I'm using Windows XP Pro, Roxio Easy Media Creator 7. I tried three
different brands of blank CD rated at 48x, all with the same result.
IDE controller for IOMagic showed "Transfer mode: DMA if available",
and "Current Transfer Mode: PIO mode".
Dell support told me that that's as good as it gets, but I cannot
believe that 40x rated CD-burner is not capable to write more than
7.5x. What can I do to improve performance?
 
N

Nelson Lee

Jacob said:
A month ago I bought a new DELL computer with 3.0 GHz Pentium 4, 800
bus, 512 MB memory. I tried both HP 9700 CD burner with 16x speed,
and IOMagic 8x dual DVD burner rated at 40x for CD reading and
burning. In both cases I could not get more than 7.5x CD copying
speed. I tried both copying from another DVD-reader (which is primary
device on secondary IDE), and from the CD copy on harddrive. No
difference in speed.
I'm using Windows XP Pro, Roxio Easy Media Creator 7. I tried three
different brands of blank CD rated at 48x, all with the same result.
IDE controller for IOMagic showed "Transfer mode: DMA if available",
and "Current Transfer Mode: PIO mode".
Dell support told me that that's as good as it gets, but I cannot
believe that 40x rated CD-burner is not capable to write more than
7.5x.

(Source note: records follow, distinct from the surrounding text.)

PR #965, opened 2023-10-12
feat(quickie): Create operation for commits

kishore03109:
## Problem

This this partially solves IS-644. This is not a complete feature, but the purposes of this PR is to obtain early feedback on the approach just to achieve the `Create` operation for both GGs and non GGs flow. This should not have any impact on any non-whitelisted amp reduction repos for both GGs AND non GGs flow. This would have to be tested manually for now.  

Tests are failing in this PR, will be fixed in upcoming PRs, and will hold off merging this into main line until upstream tests-fixing PR is approved. 

## Solution

Blank diagram - Page 1 (5)
(copy pasting from [RFC](https://www.notion.so/opengov/Reduce-Amplify-Build-Times-V-851b33e935d54aaf84eaf0742d02f96f?pvs=4))
This solution borrows a similar solution to what the repo service solved. We had to introduce a new drop in replacement class we didn’t wish to change most of the APIs. In addition about 

Currently, to cater for GGs and preserve APIs, there exists a `RepoService` that acts as a drop in replacement. However, `GitFileService` and `GithubService` are not polymorphic, since they fundamentally work slightly differently from one another. Because they work differently with differing APIs, having two `CommitService` per (GitFileService vs GithubService) is chosen. 

I did toy with the idea of alternative B, but this did not work as well as I thought it would due to the differing APIs, which would have led to quite a bit of `if-elses` which did not seem ideal. Opting to split up the classes instead to KISS. 

There is also a need to store the repos at two different places, see [here](https://www.notion.so/opengov/Reduce-Amplify-Build-Times-V-851b33e935d54aaf84eaf0742d02f96f?pvs=4#66eb7a0d98e247fc87df211054cf7e4e) for more info.

**Breaking Changes**

  - This is not intended to work for sites that are private, this is an intentional decision we made as a team to allow the public repos to gain some improvement in their build times. Concretely this would mean that private repos cannot be whitelisted in growthbook
- [] No - this PR is backwards compatible with ALL of the following feature flags in this [doc](https://www.notion.so/opengov/Existing-feature-flags-518ad2cdc325420893a105e88c432be5)

**Features**:

All `create` actions should be committed to staging branch.
All `create` actions on non-assets should be committed to `staging-lite` branch.

## Tests

Note: To the user, there should not be any difference between the GGs flow and the non-GGs flow. The key thing to note is that this particular Create operation on a non-asset change is lead to an update of both the `staging` and the `staging-lite` branch. 

### GGs flow, with quickie feature flagged
https://github.com/isomerpages/isomercms-backend/assets/42832651/86e15eaa-79a6-4f73-8d7e-843bbf8998a4

### Non-GGs flow, with quickie feature flagged

https://github.com/isomerpages/isomercms-backend/assets/42832651/d1955b6e-3a1e-401d-84bb-5e19405f1a23

[Note the two flows below are just to show that sites that are non feature flagged should be BAU, and not impact to their flow/staging branches]

### GGs flow, which quickie not feature flagged

https://github.com/isomerpages/isomercms-backend/assets/42832651/157e8c45-39a2-4ccf-8344-f536d90681be

### Non-GGs flow, with quike not feature flagged

https://github.com/isomerpages/isomercms-backend/assets/42832651/fa53cd8a-0e78-46a7-b664-1a9bd3e71924

## Manual tests in staging
1. Log into github: should be able to add a page to kishore-test-dev-gh and notice changes in staging and staging lite branch
2. log into email, should be able to add a page to `kishore-test` and notice changes in staging and staging lite.
3. All other repos, adding a page should have expected behaviour (adding an image should not throw errors + have a corresponding commit in github) 

- `env var` : env var details
#### modification  of env vars 
    - [ ] EFS_VOL_PATH : From `/efs/repos/` to `/efs/`


dcshzj:
I think the middle approach ("AFTER") is the most sane approach and the one that makes the most sense. However, I was thinking if the CommitService* should be merged with the service behind it, so we maintain the current structure but enhance both GitFileSystemService and GitHubService to have the ability to commit to 2 branches for assets.

Main reason is because this process of "committing to 2 different branches" is a logic that is determined by whether the commit is for an asset or for a page/settings/navbar. We can probably enhance the `commit()` function to handle specifying the repository folder to commit on, but the logic of committing to 2 different branches is isolated to asset-related functions (actually all the CRUD operations).

So in essence this is roughly the flow I imagine:
1. Determine if create/rename/delete operation is for an asset or for a page/settings/navbar.
    1. If it is a page/settings/navbar change, continue with current process.
    2. If it is an asset change, determine if the split branch strategy is adopted for the current repository.
        1. If split branch strategy is not adopted, continue with the current process.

What can I do to improve performance?

Need to get it out of PIO mode and into DMA mode to get faster performance.
Try going into the BIOS and checking the settings of the device attached to
the secondary master.
 
N

Nathan McNulty

Two things. You definetly need to get into DMA mode, but lastly, you
can't expect to copy on the fly at 40x. Some data takes longer to rip,
so you are limited to as fast as you can rip the CD for burning ;)

Check the BIOS as stated for changing the transfer mode.

Nathan McNulty
 
M

Mike Powers

Another problem may be the speed of your CD media. You might also try
making an image on disk and then burn from that to see if your speed
reduction is primarily a function of read, write or some combination.
 
J

Jacob

Thank you very much everybody. The BIOS was indicating that there is
no secondary IDE device. As soon as I changed it to AUTO, the DMA
mode appeared on for the IDE drive (Ultra mode 2). I was able to copy
70-minutes long audio CD for 2'55", which is very good speed. Again,
thank you very much everybody!!!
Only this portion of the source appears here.